◆ RECORDS PROVIDED:

PR #70, opened 2025-05-02
feat: Add transaction builders and test object mother abstractions

neilcampbell:
- Added builders for creating payment and asset transfer transactions
- Added transaction, transaction header, address, and test data object mothers
- Test data json is generated when running `cargo build` on `algokit_transaction_ffi`
- Renamed `PayTransactionFields` to `PayTransactionFields`
- Renamed `pay_fields` to `payment` in FFI `Transaction` struct
- Renamed `asset_transfer_fields` to `asset_transfer` in FFI `Transaction` struct


.github/workflows/python_uniffi_ci_cd.yml
```diff
@@ -32,7 +32,7 @@ env:
 jobs:
   get_version:
     runs-on: ubuntu-latest
-    outputs:
```
joe-p, line 35: Noticed some formatting was done by your IDE. Not a big deal, but we should probably align on formatting as a team to avoid potentially going back & forth in PRs

.github/workflows/python_uniffi_ci_cd.yml
```diff
@@ -210,7 +210,7 @@ jobs:
         env:
           RUN: |
             cd /workspace/packages/python/${{ inputs.crate }}
-            python${{ env.PYTHON_VERSION }} -m maturin build --release --target ${{ env.TARGET }} --compatibility ${{ env.MANYLINUX }} --features ffi_uniffi
+            python${{ env.PYTHON_VERSION }} -m maturin build --release --target ${{ env.TARGET }} --compatibility ${{ env.MANYLINUX }} --no-default-features --features ffi_uniffi
```
joe-p, line 213: Just to make sure I understand, the `--no-default-features` flag is required here and many other places because the testing feature? Can we simply not make the test-related features default?

crates/algokit_transact/src/test_utils/mod.rs
```diff
@@ -0,0 +1,330 @@
...
+};
+use base64::{prelude::BASE64_STANDARD, Engine};
+use convert_case::{Case, Casing};
+use ed25519_dalek::{Signer, SigningKey};
+use serde::Serialize;
+use serde_json::to_writer_pretty;
+
+pub struct TransactionHeaderMother {}
+impl TransactionHeaderMother {
+    pub fn testnet() -> TransactionHeaderBuilder {
```
joe-p, line 16: I think `testnet` and `mainnet` would be useful methods to have on the builder itself

crates/algokit_transact_ffi/src/lib.rs
```diff
@@ -454,16 +456,16 @@ pub fn get_encoded_transaction_type(bytes: &[u8]) -> Result<TransactionType, Alg
     }
 }
 
-#[ffi_func]
```
joe-p, line 457: Similar comment as I made on YAML RE formatting. We should define what tools we are using

scripts/build/languages/typescript.ts
```diff
@@ -4,7 +4,7 @@ import * as fs from "fs";
 async function wasmPack(
   crate: string,
   target: "web" | "nodejs" | "bundler",
-  cwd: string,
+  cwd: string
```
joe-p, line 7: Also TypeScript formatting

joe-p (approved):
LGTM. Will need to resolve merge conflicts with CI

One common thing I noticed is that there were some diffs caused by formatting for Rust, YAML, and TS so we should probably align on what formatting tools we want to use and ensure they are setup properly in the repo.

◆ WORK INSTRUCTIONS:
All the data above must be copied again. Leave nothing out.

◆ ANSWER TO THIS TASK:
PR #70, opened 2025-05-02
feat: Add transaction builders and test object mother abstractions

neilcampbell:
- Added builders for creating payment and asset transfer transactions
- Added transaction, transaction header, address, and test data object mothers
- Test data json is generated when running `cargo build` on `algokit_transaction_ffi`
- Renamed `PayTransactionFields` to `PayTransactionFields`
- Renamed `pay_fields` to `payment` in FFI `Transaction` struct
- Renamed `asset_transfer_fields` to `asset_transfer` in FFI `Transaction` struct


.github/workflows/python_uniffi_ci_cd.yml
```diff
@@ -32,7 +32,7 @@ env:
 jobs:
   get_version:
     runs-on: ubuntu-latest
-    outputs:
```
joe-p, line 35: Noticed some formatting was done by your IDE. Not a big deal, but we should probably align on formatting as a team to avoid potentially going back & forth in PRs

.github/workflows/python_uniffi_ci_cd.yml
```diff
@@ -210,7 +210,7 @@ jobs:
         env:
           RUN: |
             cd /workspace/packages/python/${{ inputs.crate }}
-            python${{ env.PYTHON_VERSION }} -m maturin build --release --target ${{ env.TARGET }} --compatibility ${{ env.MANYLINUX }} --features ffi_uniffi
+            python${{ env.PYTHON_VERSION }} -m maturin build --release --target ${{ env.TARGET }} --compatibility ${{ env.MANYLINUX }} --no-default-features --features ffi_uniffi
```
joe-p, line 213: Just to make sure I understand, the `--no-default-features` flag is required here and many other places because the testing feature? Can we simply not make the test-related features default?

crates/algokit_transact/src/test_utils/mod.rs
```diff
@@ -0,0 +1,330 @@
...
+};
+use base64::{prelude::BASE64_STANDARD, Engine};
+use convert_case::{Case, Casing};
+use ed25519_dalek::{Signer, SigningKey};
+use serde::Serialize;
+use serde_json::to_writer_pretty;
+
+pub struct TransactionHeaderMother {}
+impl TransactionHeaderMother {
+    pub fn testnet() -> TransactionHeaderBuilder {
```
joe-p, line 16: I think `testnet` and `mainnet` would be useful methods to have on the builder itself

crates/algokit_transact_ffi/src/lib.rs
```diff
@@ -454,16 +456,16 @@ pub fn get_encoded_transaction_type(bytes: &[u8]) -> Result<TransactionType, Alg
     }
 }
 
-#[ffi_func]
```
joe-p, line 457: Similar comment as I made on YAML RE formatting. We should define what tools we are using

scripts/build/languages/typescript.ts
```diff
@@ -4,7 +4,7 @@ import * as fs from "fs";
 async function wasmPack(
   crate: string,
   target: "web" | "nodejs" | "bundler",
-  cwd: string,
+  cwd: string
```
joe-p, line 7: Also TypeScript formatting

joe-p (approved):
LGTM. Will need to resolve merge conflicts with CI

One common thing I noticed is that there were some diffs caused by formatting for Rust, YAML, and TS so we should probably align on what formatting tools we want to use and ensure they are setup properly in the repo.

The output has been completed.